TASK DATA
PR #890, opened 2018-07-12
Remove example files govuk frontend

nickcolley:
This pull request removes the requirement for components to have a hardcoded example, and instead makes use of the first example as defined in the components 'yaml' config.

While these files are published to npm, as far as I know these are only used for internal documentation on the 'all components' page of the review applications.

It's also unlikely a user would use this functionality, since these files have hardcoded examples.

For this reason I'm determining this as not a breaking change, but a documentation related change.

https://trello.com/c/qM6PLrZj/264-spike-decide-whether-to-generate-example-html-files-from-the-examples-in-the-yaml-file-one-hour


36degrees:
I _think_ these three commits are largely unrelated – could they be split up into separate PRs?

nickcolley:
If the context of the pull request is to remove the examples, then If I do that without updating the 'all components' page our tests will fail, so they can't be split up.

If the context of the pull request is to use the yaml rather than hardcoding, we'd have lots of unused files which normally we would clean up in the same file if possible?

Happy to split up if you think that makes it easier to understand.

app/app.js
```diff
@@ -125,6 +116,27 @@ module.exports = (options) => {
     res.render('component-preview', { bodyClasses, previewLayout })
   })
 
+  // All components view
+  app.get('/examples/all-components', function (req, res, next) {
+    const components = fileHelper.allComponents
+
+    res.locals.componentData = components.map(componentName => {
+      let componentData = fileHelper.getComponentData(componentName)
+      let firstExample = componentData.examples[0]
```
36degrees: This is assuming that the _first_ example will be the 'default' example – to be consistent with what we do elsewhere can we re-use the logic from [here](https://github.com/alphagov/govuk-frontend/blob/61db9b3cec7249c72337cfd12f3c045876fa10e2/app/app.js#L90-L96) to pull out whichever example has the name 'default'?

nickcolley:
I like your suggestion about having an 'all' rather than in examples, will make that change.

app/app.js
nickcolley: I suppose I was not too concerned that this logic does get the default (even though it does by coincidence).

Let's go with your suggestion and have the same intent as elsewhere.

nickcolley:
Need to change the tests since they pointed at the old examples route.

app/__tests__/app.test.js
```diff
@@ -90,7 +90,10 @@ describe('frontend app', () => {
       request.get(requestParamsHomepage, (err, res) => {
         let $ = cheerio.load(res.body)
         let componentsList = $('li a[href^="/components/"]').get()
-        expect(componentsList.length).toEqual(lib.allComponents.length)
+        // Since we have an 'all' component link that renders the default example of all
+        // components, there will always be one more expected link.
```
36degrees: 👍

36degrees:
Good stuff.

PR #902, opened 2018-07-13
[Do not merge] Gitignore dist package

nickcolley:
This PR explores if we could add package/ and dist/ to gitignore.

If we were to do this it'd mean our editors would not index these folders, including our contributors.

I'm not sure how it would impact the Github interface, potentially it would remove them from the search which could be  aproblem for dist/

There are addition commits that show editing an existing file, and adding a new file.

Using `--force` with git add ensures that new files that are untracked are added regardless of gitignore

This feels maybe too clever, but thought I'd share before throwing it away.


nickcolley:
Going to close this but will bring up in a future 'developer discussion time' with the team.

PR #916, opened 2018-07-17
Replace global `js-hidden` class with tabs panel modifier

nickcolley:
`js-hidden` is a global class that is defined by GOV.UK Template (https://github.com/alphagov/govuk_template/blob/78cbc105b564d2f4a83bb257abb98322bb851a93/source/assets/stylesheets/_accessibility.scss#L17)

This could mean that if users include GOV.UK Frontend into their project it could break the JavaScript fallback
in their project, since the tabs' implementation of `js-hidden` does not check for the presense of the
`js-enabled` class.

To avoid this problem we avoid a global class name and instead create a modifier for the panel component which is being hidden.

Thankfully, since this class is only added at runtime by JavaScript, doing this is not a breaking change.


nickcolley:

WHAT YOU WILL DO
Retype the data exactly as it reads.

EXERCISE RESULT
PR #890, opened 2018-07-12
Remove example files govuk frontend

nickcolley:
This pull request removes the requirement for components to have a hardcoded example, and instead makes use of the first example as defined in the components 'yaml' config.

While these files are published to npm, as far as I know these are only used for internal documentation on the 'all components' page of the review applications.

It's also unlikely a user would use this functionality, since these files have hardcoded examples.

For this reason I'm determining this as not a breaking change, but a documentation related change.

https://trello.com/c/qM6PLrZj/264-spike-decide-whether-to-generate-example-html-files-from-the-examples-in-the-yaml-file-one-hour


36degrees:
I _think_ these three commits are largely unrelated – could they be split up into separate PRs?

nickcolley:
If the context of the pull request is to remove the examples, then If I do that without updating the 'all components' page our tests will fail, so they can't be split up.

If the context of the pull request is to use the yaml rather than hardcoding, we'd have lots of unused files which normally we would clean up in the same file if possible?

Happy to split up if you think that makes it easier to understand.

app/app.js
```diff
@@ -125,6 +116,27 @@ module.exports = (options) => {
     res.render('component-preview', { bodyClasses, previewLayout })
   })
 
+  // All components view
+  app.get('/examples/all-components', function (req, res, next) {
+    const components = fileHelper.allComponents
+
+    res.locals.componentData = components.map(componentName => {
+      let componentData = fileHelper.getComponentData(componentName)
+      let firstExample = componentData.examples[0]
```
36degrees: This is assuming that the _first_ example will be the 'default' example – to be consistent with what we do elsewhere can we re-use the logic from [here](https://github.com/alphagov/govuk-frontend/blob/61db9b3cec7249c72337cfd12f3c045876fa10e2/app/app.js#L90-L96) to pull out whichever example has the name 'default'?

nickcolley:
I like your suggestion about having an 'all' rather than in examples, will make that change.

app/app.js
nickcolley: I suppose I was not too concerned that this logic does get the default (even though it does by coincidence).

Let's go with your suggestion and have the same intent as elsewhere.

nickcolley:
Need to change the tests since they pointed at the old examples route.

app/__tests__/app.test.js
```diff
@@ -90,7 +90,10 @@ describe('frontend app', () => {
       request.get(requestParamsHomepage, (err, res) => {
         let $ = cheerio.load(res.body)
         let componentsList = $('li a[href^="/components/"]').get()
-        expect(componentsList.length).toEqual(lib.allComponents.length)
+        // Since we have an 'all' component link that renders the default example of all
+        // components, there will always be one more expected link.
```
36degrees: 👍

36degrees:
Good stuff.

PR #902, opened 2018-07-13
[Do not merge] Gitignore dist package

nickcolley:
This PR explores if we could add package/ and dist/ to gitignore.

If we were to do this it'd mean our editors would not index these folders, including our contributors.

I'm not sure how it would impact the Github interface, potentially it would remove them from the search which could be  aproblem for dist/

There are addition commits that show editing an existing file, and adding a new file.

Using `--force` with git add ensures that new files that are untracked are added regardless of gitignore

This feels maybe too clever, but thought I'd share before throwing it away.


nickcolley:
Going to close this but will bring up in a future 'developer discussion time' with the team.

PR #916, opened 2018-07-17
Replace global `js-hidden` class with tabs panel modifier

nickcolley:
`js-hidden` is a global class that is defined by GOV.UK Template (https://github.com/alphagov/govuk_template/blob/78cbc105b564d2f4a83bb257abb98322bb851a93/source/assets/stylesheets/_accessibility.scss#L17)

This could mean that if users include GOV.UK Frontend into their project it could break the JavaScript fallback
in their project, since the tabs' implementation of `js-hidden` does not check for the presense of the
`js-enabled` class.

To avoid this problem we avoid a global class name and instead create a modifier for the panel component which is being hidden.

Thankfully, since this class is only added at runtime by JavaScript, doing this is not a breaking change.


nickcolley:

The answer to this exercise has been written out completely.